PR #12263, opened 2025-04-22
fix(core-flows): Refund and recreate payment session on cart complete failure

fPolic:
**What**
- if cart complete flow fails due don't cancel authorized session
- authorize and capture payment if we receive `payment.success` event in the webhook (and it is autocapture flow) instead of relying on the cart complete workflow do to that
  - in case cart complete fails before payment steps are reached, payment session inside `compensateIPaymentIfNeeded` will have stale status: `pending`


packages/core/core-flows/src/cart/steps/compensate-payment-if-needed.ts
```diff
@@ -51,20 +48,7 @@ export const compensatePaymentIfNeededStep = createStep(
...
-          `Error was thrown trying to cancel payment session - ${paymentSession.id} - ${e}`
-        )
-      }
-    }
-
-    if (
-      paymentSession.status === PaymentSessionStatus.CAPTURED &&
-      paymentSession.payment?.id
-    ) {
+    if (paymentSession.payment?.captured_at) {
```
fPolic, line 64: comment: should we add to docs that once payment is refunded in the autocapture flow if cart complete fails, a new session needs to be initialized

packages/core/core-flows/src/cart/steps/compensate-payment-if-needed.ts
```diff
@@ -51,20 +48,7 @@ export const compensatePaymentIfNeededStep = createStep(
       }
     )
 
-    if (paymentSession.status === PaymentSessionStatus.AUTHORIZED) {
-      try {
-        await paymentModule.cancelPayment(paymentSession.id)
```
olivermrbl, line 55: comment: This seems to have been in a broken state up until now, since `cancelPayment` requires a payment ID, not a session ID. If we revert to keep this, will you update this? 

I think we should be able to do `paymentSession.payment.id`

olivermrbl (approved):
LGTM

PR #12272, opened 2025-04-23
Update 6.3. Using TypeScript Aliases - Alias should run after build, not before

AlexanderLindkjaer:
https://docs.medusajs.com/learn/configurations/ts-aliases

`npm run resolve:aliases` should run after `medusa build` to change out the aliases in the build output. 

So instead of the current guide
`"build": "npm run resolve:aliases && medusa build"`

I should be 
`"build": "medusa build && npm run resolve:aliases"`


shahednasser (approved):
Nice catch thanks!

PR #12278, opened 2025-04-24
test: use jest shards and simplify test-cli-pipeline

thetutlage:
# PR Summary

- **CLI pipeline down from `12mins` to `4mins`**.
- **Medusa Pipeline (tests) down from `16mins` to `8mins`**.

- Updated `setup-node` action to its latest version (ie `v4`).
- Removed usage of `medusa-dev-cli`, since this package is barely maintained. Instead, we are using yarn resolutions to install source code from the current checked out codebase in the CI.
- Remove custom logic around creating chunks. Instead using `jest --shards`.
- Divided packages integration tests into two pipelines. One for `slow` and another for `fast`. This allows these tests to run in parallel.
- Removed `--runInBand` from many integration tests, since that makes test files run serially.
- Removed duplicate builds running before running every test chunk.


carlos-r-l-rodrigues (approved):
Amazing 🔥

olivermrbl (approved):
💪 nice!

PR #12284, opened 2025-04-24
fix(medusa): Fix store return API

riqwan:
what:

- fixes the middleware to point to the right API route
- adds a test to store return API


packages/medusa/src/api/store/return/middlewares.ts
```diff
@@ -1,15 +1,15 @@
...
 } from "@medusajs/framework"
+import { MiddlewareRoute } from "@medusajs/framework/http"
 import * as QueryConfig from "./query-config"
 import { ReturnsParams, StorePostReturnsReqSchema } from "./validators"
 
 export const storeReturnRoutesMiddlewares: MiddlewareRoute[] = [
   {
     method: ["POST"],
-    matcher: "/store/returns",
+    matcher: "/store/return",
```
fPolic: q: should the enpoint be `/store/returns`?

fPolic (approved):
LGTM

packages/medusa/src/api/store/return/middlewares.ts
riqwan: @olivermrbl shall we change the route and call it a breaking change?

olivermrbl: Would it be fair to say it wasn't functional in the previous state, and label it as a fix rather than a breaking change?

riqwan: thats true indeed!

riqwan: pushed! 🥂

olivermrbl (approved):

==

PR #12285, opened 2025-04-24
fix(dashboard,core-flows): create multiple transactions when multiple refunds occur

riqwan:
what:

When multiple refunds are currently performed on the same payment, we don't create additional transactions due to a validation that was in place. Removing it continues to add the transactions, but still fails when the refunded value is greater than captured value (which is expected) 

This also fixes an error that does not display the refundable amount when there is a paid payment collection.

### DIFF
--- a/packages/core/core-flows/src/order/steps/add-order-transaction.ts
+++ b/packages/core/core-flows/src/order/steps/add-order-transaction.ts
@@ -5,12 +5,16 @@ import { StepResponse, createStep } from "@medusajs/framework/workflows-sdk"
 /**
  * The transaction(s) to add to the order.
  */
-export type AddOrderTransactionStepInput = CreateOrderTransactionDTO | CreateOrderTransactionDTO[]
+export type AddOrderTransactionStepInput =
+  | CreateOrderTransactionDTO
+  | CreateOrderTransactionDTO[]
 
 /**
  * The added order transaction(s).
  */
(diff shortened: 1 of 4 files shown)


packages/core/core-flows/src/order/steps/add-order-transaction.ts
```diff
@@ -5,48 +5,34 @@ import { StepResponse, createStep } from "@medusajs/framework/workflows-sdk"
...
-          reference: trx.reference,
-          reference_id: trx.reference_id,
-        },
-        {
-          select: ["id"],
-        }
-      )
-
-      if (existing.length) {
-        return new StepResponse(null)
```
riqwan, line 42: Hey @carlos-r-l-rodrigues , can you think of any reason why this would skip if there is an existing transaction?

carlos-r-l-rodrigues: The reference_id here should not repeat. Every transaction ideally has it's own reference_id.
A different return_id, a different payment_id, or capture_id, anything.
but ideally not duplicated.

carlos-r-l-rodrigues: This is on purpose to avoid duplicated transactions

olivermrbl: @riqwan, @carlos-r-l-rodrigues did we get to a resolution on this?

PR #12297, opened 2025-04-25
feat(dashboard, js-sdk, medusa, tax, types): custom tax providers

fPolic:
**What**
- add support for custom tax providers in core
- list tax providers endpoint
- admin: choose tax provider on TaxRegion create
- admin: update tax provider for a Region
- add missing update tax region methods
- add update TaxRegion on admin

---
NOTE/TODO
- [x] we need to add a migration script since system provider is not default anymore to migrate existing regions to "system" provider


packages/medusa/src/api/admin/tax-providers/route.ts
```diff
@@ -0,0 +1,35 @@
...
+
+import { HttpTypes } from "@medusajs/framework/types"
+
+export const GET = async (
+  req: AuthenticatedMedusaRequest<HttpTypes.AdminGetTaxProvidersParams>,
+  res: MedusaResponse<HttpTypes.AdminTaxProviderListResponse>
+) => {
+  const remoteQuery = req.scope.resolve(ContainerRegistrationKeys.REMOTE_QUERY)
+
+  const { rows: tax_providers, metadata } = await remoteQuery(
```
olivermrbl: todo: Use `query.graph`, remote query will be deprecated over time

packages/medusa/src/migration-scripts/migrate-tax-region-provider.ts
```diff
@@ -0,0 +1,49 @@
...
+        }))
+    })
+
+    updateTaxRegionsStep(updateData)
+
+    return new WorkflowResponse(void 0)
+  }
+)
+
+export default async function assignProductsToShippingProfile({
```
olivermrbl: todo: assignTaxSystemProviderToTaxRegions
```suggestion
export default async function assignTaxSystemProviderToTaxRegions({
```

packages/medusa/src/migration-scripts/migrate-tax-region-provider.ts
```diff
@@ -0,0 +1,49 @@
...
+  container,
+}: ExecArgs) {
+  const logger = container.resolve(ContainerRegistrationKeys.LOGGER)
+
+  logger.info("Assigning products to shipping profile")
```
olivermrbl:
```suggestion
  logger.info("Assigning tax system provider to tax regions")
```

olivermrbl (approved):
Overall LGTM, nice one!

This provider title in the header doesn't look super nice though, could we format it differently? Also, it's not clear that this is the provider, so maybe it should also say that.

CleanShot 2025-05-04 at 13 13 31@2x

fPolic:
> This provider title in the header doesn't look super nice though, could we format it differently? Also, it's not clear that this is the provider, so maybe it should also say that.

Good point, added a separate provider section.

...

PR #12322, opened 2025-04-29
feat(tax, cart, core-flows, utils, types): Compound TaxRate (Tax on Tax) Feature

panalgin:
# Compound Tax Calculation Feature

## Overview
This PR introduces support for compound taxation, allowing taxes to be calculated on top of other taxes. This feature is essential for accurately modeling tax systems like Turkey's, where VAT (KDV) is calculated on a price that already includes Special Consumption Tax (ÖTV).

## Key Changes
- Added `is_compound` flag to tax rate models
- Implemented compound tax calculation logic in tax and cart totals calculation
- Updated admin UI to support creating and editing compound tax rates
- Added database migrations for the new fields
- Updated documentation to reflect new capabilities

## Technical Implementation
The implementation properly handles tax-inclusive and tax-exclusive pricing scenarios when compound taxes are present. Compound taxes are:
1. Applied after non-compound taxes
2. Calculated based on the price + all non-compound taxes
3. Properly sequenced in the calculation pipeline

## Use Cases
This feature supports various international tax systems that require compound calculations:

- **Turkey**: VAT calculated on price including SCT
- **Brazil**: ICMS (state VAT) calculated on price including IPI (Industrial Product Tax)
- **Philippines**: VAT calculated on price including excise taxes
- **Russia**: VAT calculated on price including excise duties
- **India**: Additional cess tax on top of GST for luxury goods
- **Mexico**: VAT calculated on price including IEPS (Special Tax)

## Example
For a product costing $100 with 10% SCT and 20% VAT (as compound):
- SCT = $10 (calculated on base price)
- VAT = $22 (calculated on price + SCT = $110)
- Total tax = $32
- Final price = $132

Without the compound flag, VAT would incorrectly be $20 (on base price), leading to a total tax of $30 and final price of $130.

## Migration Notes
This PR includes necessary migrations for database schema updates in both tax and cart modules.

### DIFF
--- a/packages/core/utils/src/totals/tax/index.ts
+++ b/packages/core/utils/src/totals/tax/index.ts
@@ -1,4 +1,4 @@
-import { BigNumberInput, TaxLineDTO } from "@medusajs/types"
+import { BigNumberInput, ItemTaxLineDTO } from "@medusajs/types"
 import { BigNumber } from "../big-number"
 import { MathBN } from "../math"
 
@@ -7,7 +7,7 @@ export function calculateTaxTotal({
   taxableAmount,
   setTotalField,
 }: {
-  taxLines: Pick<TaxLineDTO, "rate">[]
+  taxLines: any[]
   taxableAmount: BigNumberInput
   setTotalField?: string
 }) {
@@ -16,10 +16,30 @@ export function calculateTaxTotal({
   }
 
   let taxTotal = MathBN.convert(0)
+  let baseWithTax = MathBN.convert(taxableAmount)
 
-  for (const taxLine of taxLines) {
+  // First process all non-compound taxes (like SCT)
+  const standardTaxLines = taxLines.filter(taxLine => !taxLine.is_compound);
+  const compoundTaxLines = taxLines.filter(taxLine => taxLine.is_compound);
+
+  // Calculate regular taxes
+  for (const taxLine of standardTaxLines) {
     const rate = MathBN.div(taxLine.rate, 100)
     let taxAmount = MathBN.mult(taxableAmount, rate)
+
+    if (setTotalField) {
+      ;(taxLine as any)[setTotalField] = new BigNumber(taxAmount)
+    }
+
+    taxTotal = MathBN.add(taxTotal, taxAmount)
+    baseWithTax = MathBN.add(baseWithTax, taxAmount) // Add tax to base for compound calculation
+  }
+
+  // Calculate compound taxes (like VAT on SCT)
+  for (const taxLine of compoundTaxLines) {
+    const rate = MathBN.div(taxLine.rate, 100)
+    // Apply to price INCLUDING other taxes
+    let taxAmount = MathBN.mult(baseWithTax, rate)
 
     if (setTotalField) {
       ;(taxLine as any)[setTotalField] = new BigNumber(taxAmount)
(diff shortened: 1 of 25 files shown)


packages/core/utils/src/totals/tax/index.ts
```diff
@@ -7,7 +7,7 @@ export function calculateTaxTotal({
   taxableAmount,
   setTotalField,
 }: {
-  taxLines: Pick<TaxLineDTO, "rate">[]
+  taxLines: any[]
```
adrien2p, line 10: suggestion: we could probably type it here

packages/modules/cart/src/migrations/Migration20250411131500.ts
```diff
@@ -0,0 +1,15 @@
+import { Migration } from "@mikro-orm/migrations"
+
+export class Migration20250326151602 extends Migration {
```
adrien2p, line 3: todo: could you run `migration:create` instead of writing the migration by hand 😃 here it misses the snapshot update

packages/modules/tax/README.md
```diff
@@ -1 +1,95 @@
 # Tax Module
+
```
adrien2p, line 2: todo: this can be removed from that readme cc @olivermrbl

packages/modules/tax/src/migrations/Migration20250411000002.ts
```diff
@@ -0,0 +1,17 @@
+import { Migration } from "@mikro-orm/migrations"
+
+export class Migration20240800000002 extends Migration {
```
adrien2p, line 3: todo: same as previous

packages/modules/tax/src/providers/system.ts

#### Task instructions:
In the data above, start at the line that has "# PR Summary", stop after the line that has "action to its", and print every line in between exactly as it stands.

#### Output of the exercise:
# PR Summary

- **CLI pipeline down from `12mins` to `4mins`**.
- **Medusa Pipeline (tests) down from `16mins` to `8mins`**.

- Updated `setup-node` action to its latest version (ie `v4`).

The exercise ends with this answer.